Jaffa Gate, one of four main entrances to the Old City, was built by Jerusalem’s Ottoman rulers and inaugurated in 1538. It is the most common entrance for tourists entering the walled Old City - home to key holy sites in Christianity, Islam and Judaism, as well as a popular outdoor marketplace.

The restoration was part of a $4 million project launched by the Israel antiquities authority in 2007 to spruce up all four kilometres of the Old City’s walls.

The authority replaced broken stones, reattached an elaborate inscription above the gate and cleaned the facade with lye. Because Jaffa Gate provides one of the few entrances for vehicles, the stones had a decades-old coating of car exhaust residue, said Yoram Saad, who headed the renovation.

The portal stands at a right angle to the western exterior wall of the Old City, made of the same large, 16th-century sand-coloured hewn stone blocks. The entrance is about six metres high, and the wall rises another six metres above it.

The renovation project has proven challenging because of the difficulty in restoring ancient stones and the project’s political and religious overtones.

“It’s very sensitive of course and very complex from a logistical point of view,” Saad said.

Jerusalem’s mayor, Nir Barkat, said city authorities have a duty to repair and restore the walls of the Old City, calling them a “national asset” and a place for pilgrims.
Israel is spending years and a lot of money to restore a historically important part of Jerusalem - that was built by Muslims. They are doing it with the utmost sensitivity to everyone.

So why are the Palestinian Arabs upset that a part of what they consider their own heritage has been recovered?
It is an attempt to hit hard at commercial life in the Old City, especially the Muslim Quarter,” said Hatem Abdel Qader, an adviser on Jerusalem affairs to Palestinian President Mahmoud Abbas.
A prominent Palestinian Arab leader and adviser to Mahmoud Abbas sees what Israel is doing - and reflexlively assumes that it was done to hurt Arabs!

Pioneering child psychologist Jean Piaget described four cognitive stages of childhood development. Te second stage, from ages 2-7, is called the "preoperational" stage and is described this way:
The child aged between roughly the ages of 2-7 years interprets the world around them as they see it. They are not able to recognize or understand fully the notion of cause and effect, although they are beginning to see that it exists.

..The child is yet to fully understand how our world operates. In this particular one of the child development stages, the child is still only able to interpret the world around him from what he sees and experiences. He views the world only from his own egocentric perspective.

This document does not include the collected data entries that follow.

PR #5588, opened 2025-12-03
fix: ensure nsenter and setpriv match the target architecture

CloudCray:
`setpriv` is causing an error on some `aarch64` systems - this PR ensures that `setpriv` is compiled for the target architecture, rather than the build architecture.


gustavosbarreto:
@CloudCray  Thanks for the fix! Could you update the commit message to follow conventional commits format? Something like:
`fix: ensure nsenter and setpriv match the target architecture`

PR #5847, opened 2026-02-19
chore(ui,openapi): update OpenAPI Spec

luizhf42:
This pull request generates the new OpenAPI specification for the UI, applying the latest updates, refactors, and fixes in the API documentation.


luizhf42:
> I think it would be better if we don't commit those files, as they will be constantly changing.

Makes sense. Since the intention is to improve the API documentation for the new UI as much as possible, that specification will likely change a lot until then. I'll close this PR for now.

For example, a child in this 2-7 year old age group might believe that the sun goes down at night time to tell them its bedtime. It rises in the morning to tell them its times to get up. Thus the sun rises and sets each day purely for his benefit.

This does not mean our children are selfish in their assessment of the world. Instead it means they can only interpret it from their own bodily actions and sensations.
This is a perfect description of how Palestinian Arabs as a group have behaved since they acquired an identity sometime in the past century. Everything that occurs in the world is viewed through a pinhole lens where it can only be interpreted in terms of themselves, with the utter inability to view anything from any other perspective.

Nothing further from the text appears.